36. Currently, and until the completion of the Arrangement, the Bullion held by CFCL (which, pursuant to the Arrangement, will be acquired by the Trust) is custodied by the Canadian Imperial Bank of Commerce at vault facilities in Montreal, Toronto, Regina and Winnipeg (the CIBC Storage Facilities) pursuant to a safekeeping agreement dated February 15, 2012 (the CIBC Safekeeping Agreement).

37. Promptly following the completion of the Arrangement, the Trust intends to make arrangements to relocate the Bullion to, and store the Bullion at, the facilities of the Mint. To this end, the Manager intends to appoint the Mint as the new Bullion Custodian. However, the relocation of the Bullion from the CIBC Storage Facilities to the facilities of the Mint (the Bullion Relocation) will require coordination and time to effect and cannot be completed until a period of time following the completion of the Arrangement.

38. Under subsection 6.1(1) of NI 81-102, the Trust is unable to appoint a separate Bullion Custodian (i.e., the Mint) from the Trustee and is unable to utilize the Canadian Imperial Bank of Commerce as a separate Temporary Bullion Custodian from the Trustee until the completion of the Bullion Relocation.
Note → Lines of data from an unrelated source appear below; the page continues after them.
PR #991, opened 2020-03-31
Do not wrap unreleasable ByteBuf(s) with `Unpooled.unreleasableBuffer`

idelpivnitskiy:
Motivation:

For cases when `AbstractByteBuf` wraps `ByteBuf`(s) allocated by ST
with another interface (slice/duplicate/readOnly) we wrap them one
more time with `UnreleasableByteBuf`. However, this is not necessary
as our `ByteBuf`(s) are always unreleasable and final. There is no
way it can be unwrapped and released. Therefore, `UnreleasableByteBuf`
is useless and just creates more garbage for GC.

Modifications:

- Remove all methods that apply `Unpooled.unreleasableBuffer` for
returned results;
- Remove unnecessary overrides for methods that return retained
slice or duplicate;
- Add missed `final` modifiers for methods of
`UnreleasableHeapByteBuf`;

Further, under section 6.2 of NI 81-102, the Trust is unable to appoint the Mint as the sole custodian of its assets since the Bullion Custodian cannot hold the cash or securities owned by the Trust.

39. The CIBC Safekeeping Agreement is a legacy agreement of CFCL that, following the completion of the Arrangement, the Trust must utilize until the completion of the Bullion Relocation. The Canadian Imperial Bank of Commerce would qualify as a custodian under section 6.2 of NI 81-102 and it will act as Temporary Bullion Custodian under the CIBC Safekeeping Agreement until such time as the Bullion Relocation is completed and, in any event, not longer than twelve (12) months following the completion of the Arrangement. The role of Temporary Bullion Custodian will be temporary in nature and is solely intended to allow for the orderly transition of the Trust's Bullion to the facilities of the Mint for the benefit of the Trust and its unitholders.

40. The safekeeping of gold and silver bullion for products such as CFCL, the Trust and the Manager's other physical bullion products (e.g., Sprott Physical Gold Trust and Sprott Physical Silver Trust) is a specialized business in respect of which the Mint has particular specialized knowledge and expertise, as well as significant experience that is not found elsewhere in Canada.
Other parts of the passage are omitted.